第三話 辺境で出会いがあれば、それはそれで良いこともある#1


 聖都『サンクテュリアス・モメント』


 それは人族の世界における宗教の中心地であり信仰の頂点の場所である。

 別名を『始まりの場所』とも言い、最初に作られた人族の都市であるとも言われていた。

 そして『白き神』が離れた今、もっとも尊き存在である『聖女』様によって導かれし聖域でもあるのだ。


 白く塗られた厳重な外壁によって囲まれ、教会衛士や教会騎士によって厳重に守られた街のあちこちには礼拝堂や神像といった宗教的モニュメントが建設され、なによりも公衆衛生の重要さを説いた白き神の教えに従い街中がくまなく清潔に保たれていた。

 この荘厳たる街の住民は神職に就く者や敬虔な信徒に限られ、日々信仰と奉仕によって生活している。

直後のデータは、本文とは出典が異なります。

PR #3066, opened 2016-11-30
Fix description for 'pack install' Alias

armab:
`=` is not acceptable in Action Alias as separator between `pack=version` because of https://docs.stackstorm.com/chatops/aliases.html#key-value-parameters

So adjusting description accordingly.

### DIFF
--- a/contrib/packs/aliases/pack_install.yaml
+++ b/contrib/packs/aliases/pack_install.yaml
@@ -2,10 +2,10 @@
 name: "pack_install"
 action_ref: "packs.install"
 pack: "packs"
-description: "Install/upgrade StackStorm packs (pack = name or git URL, gitref = tag/branch/commit)."
+description: "Install/upgrade StackStorm packs."
 formats:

 生活に必要なものは全てその奉仕に応じて教会より配給・支給され、この街の住人は労働などという煩わしい仕組みとは無縁の生活を送ることが可能だ。

 勿論犯罪者などという不埒な存在などありえず、万が一にも悪事に手を染めるような不届き者がいるならば、それは異端者――悪魔の仕業だ。

 そのようなイレギュラーは、異端審問官の手によって速やかに排除され処理される。


 この清浄なる都市に不正や悪などが存在する筈もない――あぁ、素晴らしきかな聖なる都よ。



   *   *   *



 聖都の中央に位置する一際重厚な建築物――教会総庁。

 その中央上級執務区画に、憂鬱そうな表情を浮かべた二人の人物がいた。


「聖女様、辺境へご出立と……」

 部下であるまだ若い司祭からその報告を受け、祭祀服を身にまとった男――インティウス司教は盛大なため息を漏らす。

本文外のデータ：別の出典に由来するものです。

PR #3068, opened 2016-12-01
Remove config on pack unload

enykeev:
Remove the config alongside the pack. Requested by @lakshmi-kannan.


Kami:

 聖女が聖都を離れる。それもなにかと因縁のある辺境へと。

「まったく気楽なものだな。自らは高みから思いつきを好き勝手に口にするだけで、それに伴う雑務は下々に任せていれば良いのだからな」

 教会総務を司る責任者である彼は、教会組織で何かが起きるたびにそのあおりをもっとも受ける立場である。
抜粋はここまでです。